Christopher Columbus Biography ID 47

Christopher Columbus (1451-1506) was a navigator, colonizer, and explorer. Although he was not the first European explorer to reach the Americas, Columbus' voyages led to general European awareness of the hemisphere and the successful establishment of European cultures in the New World. His voyages across the Atlantic Ocean set in motion a European effort at exploration and colonization of the Western Hemisphere. On his first voyage of 1492 he landed on an island in the Bahamas that he named San Salvador. He was trying to find a sea route to India, so he called the inhabitants "Indians". On later voyages, he transported cargoes of enslaved Africans to work in Spanish settlements in the Americas and Indians to bondage in Europe, and thus initiated the transatlantic slave trade. He did not actually reach the American mainland until his third voyage in 1498. In these voyages, Columbus transported more than 1000 Spanish men and hundreds of domesticated animals.

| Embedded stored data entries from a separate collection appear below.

PR #386, opened 2024-11-24
Always start sync from head

petricadaipegsp:
This PR simplifies the sync procedure to always start from the head of the data time reel, instead of a starting frame. The reason for this is that at the moment the data time reel head is always the 'furthest point in time'. This should avoid sync procedures that start in the past.

### DIFF
--- a/node/consensus/data/consensus_frames.go
+++ b/node/consensus/data/consensus_frames.go
@@ -21,12 +21,13 @@ import (
 
 const defaultSyncTimeout = 4 * time.Second
 
-func (e *DataClockConsensusEngine) collect(
-	enqueuedFrame *protobufs.ClockFrame,
-) (*protobufs.ClockFrame, error) {
+func (e *DataClockConsensusEngine) syncWithMesh() error {
 	e.logger.Info("collecting vdf proofs")
 
-	latest := enqueuedFrame
+	latest, err := e.dataTimeReel.Head()
+	if err != nil {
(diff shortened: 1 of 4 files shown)


node/consensus/data/consensus_frames.go
```diff
@@ -21,12 +21,13 @@ import (
 
 const defaultSyncTimeout = 4 * time.Second
 
-func (e *DataClockConsensusEngine) collect(
-	enqueuedFrame *protobufs.ClockFrame,
-) (*protobufs.ClockFrame, error) {
+func (e *DataClockConsensusEngine) syncWithMesh() error {
 	e.logger.Info("collecting vdf proofs")
 
-	latest := enqueuedFrame
```
CassOnMars, line 29: this has the possibility it may be behind and refetch already retrieved frames, we should use the max of enqueued frame or time reel head

adriansmares: That's exactly what the change does, right ?

petricadaipegsp: The enqueued frame, by the time it reaches collect, _was_ the head at some point. Collecting the head at this point is guaranteed to be at least equal or greater to the enqueued frame. But I'll refactor a bit.

CassOnMars: Ah right, makes sense – I was still thinking from the mental model where collect occurred at a prior callsite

Columbus' exploration came at a critical time of growing imperialism and economic competition between developing the nation states in Europe who were seeking wealth from the establishment of trade routes and colonies. Columbus promised his benefactors, King Ferdinand and Queen Isabella of Spain, to bring back gold, spices, and silks from the Far East, to spread Christianity, and to lead an expedition to China. In return, Columbus asked for and received the hereditary title "admiral of the ocean seas." Although Columbus did not discover any gold, his Spanish patrons financed three more voyages across the Atlantic Ocean over the next 12 years.

More than five hundred years after the first Spaniards arrived in the Caribbean, historians and the general public still debate Columbus's legacy. Should he be remembered as a great discoverer who brought European culture to a previously unknown world? Or should he be condemned as a man responsible for an "American Holocaust," a man who brought devastating European and Asian diseases to unprotected native peoples, who disrupted the American ecosystem, and who initiated the Atlantic slave trade? What is Columbus's legacy--discovery and progress or slavery, disease, and racial antagonism?